◆ **ABOUT THIS EXERCISE**
Work out how many lines in the entries contain the string "header", and give nothing but that number.

-- MATERIAL PROVIDED follows --

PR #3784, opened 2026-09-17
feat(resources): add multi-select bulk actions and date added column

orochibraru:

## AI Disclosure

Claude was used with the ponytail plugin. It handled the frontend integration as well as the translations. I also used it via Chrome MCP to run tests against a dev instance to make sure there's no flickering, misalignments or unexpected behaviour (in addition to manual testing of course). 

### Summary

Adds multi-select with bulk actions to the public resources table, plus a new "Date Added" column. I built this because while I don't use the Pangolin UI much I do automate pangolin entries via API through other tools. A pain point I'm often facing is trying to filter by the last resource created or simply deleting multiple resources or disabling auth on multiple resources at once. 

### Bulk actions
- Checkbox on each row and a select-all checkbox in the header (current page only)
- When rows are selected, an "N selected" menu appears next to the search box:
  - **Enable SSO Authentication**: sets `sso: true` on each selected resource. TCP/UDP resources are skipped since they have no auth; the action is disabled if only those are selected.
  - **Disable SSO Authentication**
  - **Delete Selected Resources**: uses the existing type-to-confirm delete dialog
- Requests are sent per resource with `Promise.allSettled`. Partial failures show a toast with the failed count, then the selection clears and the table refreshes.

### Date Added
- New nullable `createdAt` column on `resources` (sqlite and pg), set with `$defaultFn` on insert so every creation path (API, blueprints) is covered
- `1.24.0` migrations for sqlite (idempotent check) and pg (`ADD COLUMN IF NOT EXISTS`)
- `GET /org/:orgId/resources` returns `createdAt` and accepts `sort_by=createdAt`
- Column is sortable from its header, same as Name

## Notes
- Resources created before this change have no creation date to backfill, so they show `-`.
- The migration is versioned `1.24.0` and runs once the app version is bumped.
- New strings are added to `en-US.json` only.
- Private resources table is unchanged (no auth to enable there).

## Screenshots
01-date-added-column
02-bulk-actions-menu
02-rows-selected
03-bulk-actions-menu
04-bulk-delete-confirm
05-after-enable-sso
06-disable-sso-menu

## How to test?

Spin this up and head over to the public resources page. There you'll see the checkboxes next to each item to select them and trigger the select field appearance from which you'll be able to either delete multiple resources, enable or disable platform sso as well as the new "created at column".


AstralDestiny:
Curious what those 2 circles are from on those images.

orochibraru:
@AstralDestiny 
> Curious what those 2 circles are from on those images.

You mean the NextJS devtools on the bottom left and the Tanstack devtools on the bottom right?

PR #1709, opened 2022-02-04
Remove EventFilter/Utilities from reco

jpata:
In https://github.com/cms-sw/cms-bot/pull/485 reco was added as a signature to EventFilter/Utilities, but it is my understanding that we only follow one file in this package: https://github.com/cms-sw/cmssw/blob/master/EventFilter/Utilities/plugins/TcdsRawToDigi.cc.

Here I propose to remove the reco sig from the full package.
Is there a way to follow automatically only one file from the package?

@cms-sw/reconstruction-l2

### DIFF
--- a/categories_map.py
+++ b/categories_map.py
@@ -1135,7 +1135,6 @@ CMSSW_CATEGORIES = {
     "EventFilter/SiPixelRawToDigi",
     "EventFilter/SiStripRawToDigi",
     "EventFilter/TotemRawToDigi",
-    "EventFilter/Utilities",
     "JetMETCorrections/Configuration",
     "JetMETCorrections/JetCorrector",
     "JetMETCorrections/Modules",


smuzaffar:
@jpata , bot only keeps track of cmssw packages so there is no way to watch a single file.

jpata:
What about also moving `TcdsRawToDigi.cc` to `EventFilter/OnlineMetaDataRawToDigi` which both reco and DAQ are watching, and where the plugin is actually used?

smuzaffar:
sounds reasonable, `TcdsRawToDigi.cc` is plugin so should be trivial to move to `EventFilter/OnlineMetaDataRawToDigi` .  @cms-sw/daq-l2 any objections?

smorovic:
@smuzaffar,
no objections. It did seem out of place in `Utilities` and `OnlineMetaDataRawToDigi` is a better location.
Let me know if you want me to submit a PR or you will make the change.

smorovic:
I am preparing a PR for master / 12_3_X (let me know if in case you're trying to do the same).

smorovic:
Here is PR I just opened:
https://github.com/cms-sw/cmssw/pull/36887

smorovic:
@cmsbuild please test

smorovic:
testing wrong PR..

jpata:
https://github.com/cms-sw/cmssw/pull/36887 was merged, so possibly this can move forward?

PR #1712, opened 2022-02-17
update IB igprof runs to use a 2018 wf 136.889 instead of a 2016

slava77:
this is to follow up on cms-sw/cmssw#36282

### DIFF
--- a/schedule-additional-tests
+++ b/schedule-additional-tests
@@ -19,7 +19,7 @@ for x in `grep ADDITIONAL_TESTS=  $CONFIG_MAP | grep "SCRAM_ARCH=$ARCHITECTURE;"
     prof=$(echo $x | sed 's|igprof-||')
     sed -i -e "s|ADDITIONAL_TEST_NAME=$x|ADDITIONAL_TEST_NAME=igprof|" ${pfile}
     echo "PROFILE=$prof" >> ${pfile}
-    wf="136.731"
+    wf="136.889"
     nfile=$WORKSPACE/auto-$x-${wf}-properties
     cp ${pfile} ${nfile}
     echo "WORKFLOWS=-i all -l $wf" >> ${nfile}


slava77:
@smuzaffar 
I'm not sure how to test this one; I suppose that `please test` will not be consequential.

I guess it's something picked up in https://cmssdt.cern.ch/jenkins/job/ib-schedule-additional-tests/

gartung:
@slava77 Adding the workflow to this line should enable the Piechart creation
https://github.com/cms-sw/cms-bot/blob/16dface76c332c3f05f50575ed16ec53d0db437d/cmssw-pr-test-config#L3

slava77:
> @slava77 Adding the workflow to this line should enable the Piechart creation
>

-- MATERIAL PROVIDED concluded --
-- MATERIAL PROVIDED follows --

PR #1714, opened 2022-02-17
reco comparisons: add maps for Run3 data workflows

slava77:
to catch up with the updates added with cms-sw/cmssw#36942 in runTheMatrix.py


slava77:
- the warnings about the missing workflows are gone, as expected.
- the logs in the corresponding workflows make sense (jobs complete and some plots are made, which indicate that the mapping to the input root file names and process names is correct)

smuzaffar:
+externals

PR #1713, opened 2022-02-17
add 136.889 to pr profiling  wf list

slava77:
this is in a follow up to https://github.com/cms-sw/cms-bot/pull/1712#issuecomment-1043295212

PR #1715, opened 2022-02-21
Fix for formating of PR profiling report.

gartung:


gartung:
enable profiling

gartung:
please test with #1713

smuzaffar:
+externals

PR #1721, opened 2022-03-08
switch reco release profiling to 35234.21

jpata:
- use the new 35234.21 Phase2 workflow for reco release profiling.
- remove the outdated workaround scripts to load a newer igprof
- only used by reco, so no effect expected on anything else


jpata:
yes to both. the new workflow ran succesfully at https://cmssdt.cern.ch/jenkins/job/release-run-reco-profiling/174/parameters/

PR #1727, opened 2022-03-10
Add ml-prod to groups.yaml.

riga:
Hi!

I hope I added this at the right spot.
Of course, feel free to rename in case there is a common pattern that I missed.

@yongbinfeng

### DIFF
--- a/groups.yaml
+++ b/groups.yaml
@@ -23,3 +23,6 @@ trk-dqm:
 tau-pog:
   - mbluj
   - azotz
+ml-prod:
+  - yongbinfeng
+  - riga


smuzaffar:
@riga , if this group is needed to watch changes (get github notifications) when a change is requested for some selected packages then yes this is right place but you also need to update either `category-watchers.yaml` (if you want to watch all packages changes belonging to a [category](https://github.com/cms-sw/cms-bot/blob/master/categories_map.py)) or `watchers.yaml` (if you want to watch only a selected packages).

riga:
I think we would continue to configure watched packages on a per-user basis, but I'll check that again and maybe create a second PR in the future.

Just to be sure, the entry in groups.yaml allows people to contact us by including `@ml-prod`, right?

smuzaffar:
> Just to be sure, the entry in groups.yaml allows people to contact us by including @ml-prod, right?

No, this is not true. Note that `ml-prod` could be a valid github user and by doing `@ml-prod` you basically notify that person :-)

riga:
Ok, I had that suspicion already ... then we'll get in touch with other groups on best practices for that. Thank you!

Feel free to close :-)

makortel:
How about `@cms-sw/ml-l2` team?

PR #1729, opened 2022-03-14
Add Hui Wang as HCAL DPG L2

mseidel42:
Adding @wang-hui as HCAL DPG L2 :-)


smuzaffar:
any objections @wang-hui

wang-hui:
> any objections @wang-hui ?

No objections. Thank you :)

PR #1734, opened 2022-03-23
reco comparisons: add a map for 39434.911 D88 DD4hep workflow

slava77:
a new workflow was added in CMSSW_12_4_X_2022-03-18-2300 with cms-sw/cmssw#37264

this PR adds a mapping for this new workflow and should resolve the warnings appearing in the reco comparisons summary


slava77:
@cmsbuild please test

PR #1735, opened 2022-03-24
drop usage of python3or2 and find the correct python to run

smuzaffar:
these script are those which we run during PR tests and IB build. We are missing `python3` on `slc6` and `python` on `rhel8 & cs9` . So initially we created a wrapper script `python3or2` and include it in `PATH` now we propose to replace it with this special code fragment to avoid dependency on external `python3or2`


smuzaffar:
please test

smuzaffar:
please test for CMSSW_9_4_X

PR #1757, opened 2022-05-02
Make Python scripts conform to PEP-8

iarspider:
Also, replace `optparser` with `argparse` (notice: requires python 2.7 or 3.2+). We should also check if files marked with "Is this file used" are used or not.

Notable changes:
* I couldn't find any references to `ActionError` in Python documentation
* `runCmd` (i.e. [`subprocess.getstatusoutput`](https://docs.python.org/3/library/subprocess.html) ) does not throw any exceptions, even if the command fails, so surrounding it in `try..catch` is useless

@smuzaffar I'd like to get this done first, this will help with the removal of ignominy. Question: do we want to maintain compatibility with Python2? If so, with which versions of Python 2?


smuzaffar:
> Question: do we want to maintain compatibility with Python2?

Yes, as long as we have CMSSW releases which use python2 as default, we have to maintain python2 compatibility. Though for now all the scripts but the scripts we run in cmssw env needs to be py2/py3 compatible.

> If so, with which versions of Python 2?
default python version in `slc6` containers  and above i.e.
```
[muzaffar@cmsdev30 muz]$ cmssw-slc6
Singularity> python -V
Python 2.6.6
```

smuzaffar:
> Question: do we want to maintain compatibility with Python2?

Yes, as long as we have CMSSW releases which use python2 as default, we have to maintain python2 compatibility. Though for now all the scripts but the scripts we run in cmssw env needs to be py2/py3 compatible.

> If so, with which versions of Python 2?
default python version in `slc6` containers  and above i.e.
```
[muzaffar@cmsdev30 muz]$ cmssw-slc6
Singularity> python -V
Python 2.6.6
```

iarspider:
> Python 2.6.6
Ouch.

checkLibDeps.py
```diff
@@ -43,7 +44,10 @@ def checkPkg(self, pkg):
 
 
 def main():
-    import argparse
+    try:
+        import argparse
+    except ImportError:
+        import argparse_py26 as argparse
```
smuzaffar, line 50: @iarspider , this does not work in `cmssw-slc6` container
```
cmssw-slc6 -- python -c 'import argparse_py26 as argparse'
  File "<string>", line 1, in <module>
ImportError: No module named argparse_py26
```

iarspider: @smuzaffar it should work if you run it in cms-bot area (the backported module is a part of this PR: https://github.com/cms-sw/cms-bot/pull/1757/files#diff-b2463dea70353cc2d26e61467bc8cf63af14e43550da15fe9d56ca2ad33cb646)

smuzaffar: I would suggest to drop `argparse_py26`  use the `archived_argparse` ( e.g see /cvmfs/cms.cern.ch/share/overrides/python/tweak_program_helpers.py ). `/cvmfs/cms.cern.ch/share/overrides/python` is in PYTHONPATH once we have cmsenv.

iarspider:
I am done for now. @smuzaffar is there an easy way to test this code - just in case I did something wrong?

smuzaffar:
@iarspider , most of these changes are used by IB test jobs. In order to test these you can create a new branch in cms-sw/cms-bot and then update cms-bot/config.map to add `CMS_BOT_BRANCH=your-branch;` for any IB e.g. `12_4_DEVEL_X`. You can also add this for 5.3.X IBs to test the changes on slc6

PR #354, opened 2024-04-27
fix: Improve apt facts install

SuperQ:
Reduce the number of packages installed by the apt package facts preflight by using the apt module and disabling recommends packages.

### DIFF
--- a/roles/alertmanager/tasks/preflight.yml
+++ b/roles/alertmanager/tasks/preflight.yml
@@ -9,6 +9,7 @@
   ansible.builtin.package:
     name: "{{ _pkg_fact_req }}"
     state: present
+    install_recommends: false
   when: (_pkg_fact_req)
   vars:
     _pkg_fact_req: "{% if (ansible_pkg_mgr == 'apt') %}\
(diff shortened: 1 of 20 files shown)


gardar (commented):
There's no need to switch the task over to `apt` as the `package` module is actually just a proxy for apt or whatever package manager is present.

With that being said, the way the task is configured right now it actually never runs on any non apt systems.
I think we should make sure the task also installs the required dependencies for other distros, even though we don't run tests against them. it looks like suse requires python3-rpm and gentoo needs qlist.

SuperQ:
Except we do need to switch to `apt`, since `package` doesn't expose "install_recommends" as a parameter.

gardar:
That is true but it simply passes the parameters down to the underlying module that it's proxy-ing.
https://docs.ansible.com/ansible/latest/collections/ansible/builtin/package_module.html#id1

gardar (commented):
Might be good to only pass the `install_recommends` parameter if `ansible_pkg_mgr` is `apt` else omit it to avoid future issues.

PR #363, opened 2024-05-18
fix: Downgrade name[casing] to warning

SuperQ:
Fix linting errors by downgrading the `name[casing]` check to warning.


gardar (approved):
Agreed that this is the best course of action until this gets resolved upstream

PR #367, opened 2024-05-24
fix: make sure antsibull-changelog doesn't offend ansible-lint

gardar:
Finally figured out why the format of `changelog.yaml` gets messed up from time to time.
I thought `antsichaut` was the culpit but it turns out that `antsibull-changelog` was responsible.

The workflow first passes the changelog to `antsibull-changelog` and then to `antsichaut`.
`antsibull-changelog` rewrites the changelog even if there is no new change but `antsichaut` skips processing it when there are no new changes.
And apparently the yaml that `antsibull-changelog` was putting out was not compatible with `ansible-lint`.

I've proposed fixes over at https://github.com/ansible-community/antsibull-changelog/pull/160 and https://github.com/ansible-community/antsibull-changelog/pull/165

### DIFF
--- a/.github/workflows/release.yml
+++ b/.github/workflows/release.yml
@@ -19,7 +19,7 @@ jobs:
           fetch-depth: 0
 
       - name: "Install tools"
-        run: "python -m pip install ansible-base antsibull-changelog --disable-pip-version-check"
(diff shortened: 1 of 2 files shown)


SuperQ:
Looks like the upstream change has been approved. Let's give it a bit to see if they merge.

-- MATERIAL PROVIDED concluded --

◆ **RESULT FOR THIS TASK**
2